Just as important: be clear on what your goals are. Ask yourself not just what kind of exposure you’d like, but what kind of exposure is feasible. We all want to be on Oprah, but realistically, most books and authors don’t dovetail with Oprah’s interests (nor does every publicist have the skills and contacts to pull those kinds of strings). Research books like yours to see what kind of publicity they’re getting. If you’re a self- or small-press-published author, you may want your publicist not just to obtain interviews and media coverage for you, but to help you get your books into stores. Some publicists who specialize in self- and small-press-published authors are set up to act as distributors, offering the standard discounts and returns policies that booksellers prefer.
Most of all, keep your expectations realistic. If you’re a commercially published author, don’t assume your publicist will be able to make your book a bestseller. If you’re a small-press or POD-published author, don’t expect your publicist to get you the kind of sales numbers a commercially published book can expect.
You also need to be wary (you knew I’d get to that, didn’t you?). There are lots of charlatans about.

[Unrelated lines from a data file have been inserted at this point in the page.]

Issue #96, opened 2017-11-15
No tests for header or claims as string


ajmaddaford:
When creating a JWT `header` and `claims` can be passed as a string, but there don't seem to be any tests that test this. 

Also, when `claims` is passed as a string, any `default_claims` are not used (https://github.com/latchset/jwcrypto/blob/master/jwcrypto/jwt.py#L228). Should an exception be raised when rather than silently ignoring the default_claims?

simo5:
The default_claims are not added intentionally when claims are passed in as a string, why do you think an exception should be raised ?

simo5:
I guess that what we could do is to json_decode the claims instead, and then add default_claims perhaps ?
Is this what you expected to happen ?

ajmaddaford:
Thanks for the quick response! 

I would expect either it should use the provided default claims, or let me know that it isn't doing what I think it will e.g. by raising an exception.

It's not needed for how I'm using it, just something I noticed when changing from using a dict to a string for the claims (our dict can have Decimal objects in it so we use simplejson to convert it to a string).

simo5:
OK, thank you for the report, yeah I think that since we added the default_claims we should really unfold provided claims as a string and try to add the default ones, and raise if somethign fails.
I'll prepare a patch

ad-m:
Closeable?

simo5:
Will autoclose when #103 is merged

PR #98, opened 2017-11-15
Always augment claims if defaults are provided

simo5:


simo5:
See #96

simo5:
@tiran PTAL

simo5:
@tiran, added test, PTAL

PR #100, opened 2017-11-30
Add example of encrypting/decrypting using asymmetric keys

michaelboulton:
Just add a quick example on how to use asymmetric keys with JWE tokens.


simo5:
Is it useful to use a public_key and a private_key in this example ?
Should we just use a "key" ?

tiran:
We should enable doc tests to verify that our documentation examples don't get broken.

PR #101, opened 2017-11-30
Add function to get a public only JWK

### LINKED ISSUE #99: Extracting a public JWK from a private one
Assuming I generate a private key:
```python
private_key = JWK.generate(kty='RSA', size=4096)
```
It seems like the quickest way to get just a public version at the moment is to do this:
```python
public_key = JWK()
public_key.import_key(**json_decode(private_key.export_public()))
```
It would be good if there was a method called something like `extract_public` that had this behaviour:
```python
public_key = private_key.extract_public()
```
To make this simpler

simo5:
This makes it simpler to get a JWK that contains excluively a pulic
key from an existing JWK. It fails if no public key is available in
the source JWK.
Only known public elements are returned. "Unknown" attributes are
not copied over.

Resolves #99

### DIFF
--- a/jwcrypto/jwk.py
+++ b/jwcrypto/jwk.py
@@ -405,6 +405,10 @@ class JWK(object):
         It fails if one is not available like when this function
         is called on a symmetric key.
         """
+        pub = self._public_params()
+        return json_encode(pub)
+
+    def _public_params(self):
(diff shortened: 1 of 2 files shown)


simo5:
@tiran, added tests, PTAL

Some things to watch out for:
Electronic press release services post your press release at their websites. They may also distribute them to other services or media sources, or make them available as a news feed to subscribers. Sometimes they’ll assist you in writing your press release, or provide a template you can use. One of the biggest online PR services is PRWeb.
However, press releases are a dubious method of publicizing books (see the discussion in Book Marketing Services, above). Even where they’re well-targeted, press releases are often ignored. With the larger press release sites, which host thousands and thousands of press releases, there’s no guarantee your release will be seen by people who browse the site, or be picked up by a larger news service. Even if it is, the lack of precise targeting means that the odds are slim that your book and the viewer’s interests will coincide.

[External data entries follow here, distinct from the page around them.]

PR #103, opened 2017-12-05
Test header using string not dict

### LINKED ISSUE #96: No tests for header or claims as string

simo5:
Change one test to also test using strings instead of dicts as headers.
This is supported in the code but was not tested.

Closes #96


simo5:
@tiran, oneliner to extend coverage, PTAL

simo5:
@tiran PTAL and merge if ok

PR #111, opened 2018-03-17
Fixing "A128KW" under "_EcdhEsAes256Kw"

enugentdt:
There was a typo in the "_EcdhEsAes256Kw" class. I have changed "A128KW" in the description for the class to become "A256KW" in accordance with the algorithm.


simo5:
Nice catch

PR #647, opened 2023-03-27
Add Cross Room Jumps and Fix Oasis

kjbranch:
- Add wall jumps to Oasis
- Add cross room jumps with Screw Attack to Oasis
- Add Draygon cross room jump with an air ball

I still need to update and add a new Room Diagram


region/maridia/inner-green.json
```diff
@@ -312,16 +462,37 @@
                 {
                   "name": "Base",
                   "notable": false,
-                  "requires": ["Gravity"]
+                  "requires": [
```
osse101, line 465: Gravity alone is enough

region/maridia/inner-green.json
```diff
@@ -312,16 +462,37 @@
...
+                      {"and": [
+                        "HiJump",
+                        {"or": [
+                          "canDownGrab",
+                          "canSpringBallJumpMidAir",
+                          "canConsecutiveWalljump"
+                        ]}
+                      ]},
+                      {"and": [
+                        "canSpringBallJumpMidAir",
```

Many of the services offer a basic posting for free, with add-ons you can pay for. There’s no harm taking advantage of a free service, but don’t pay for the extras–it’s unlikely you’ll receive any benefit.

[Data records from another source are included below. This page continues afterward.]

PR #667, opened 2023-04-03
Move X-Ray tech to their own tech category

blkerby:
There are already enough of these to deserve their own category, and we're about to add more for R-mode and G-mode.

### DIFF
--- a/tech.json
+++ b/tech.json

Vanity radio (where guests or show hosts pay for time on a radio station) is a well-known phenomenon of the airwaves. Some of the book marketing services discussed above have their own vanity radio shows, and offer spots to authors for a fee. Vanity radio is also a growing presence online, with increasing numbers of Internet radio stations charging guests to appear.
There’s no circumstance in which it makes sense to pay for radio time. Pay-to-play radio programs, which are often broadcast on obscure AM stations at odd hours, attract small audiences for the same reason that vanity-published books sell few copies: there’s no quality control. Anyone who is willing to hand over the fee can get air time. As for Internet radio, even reputable shows have small audiences. Vanity radio audiences are even smaller.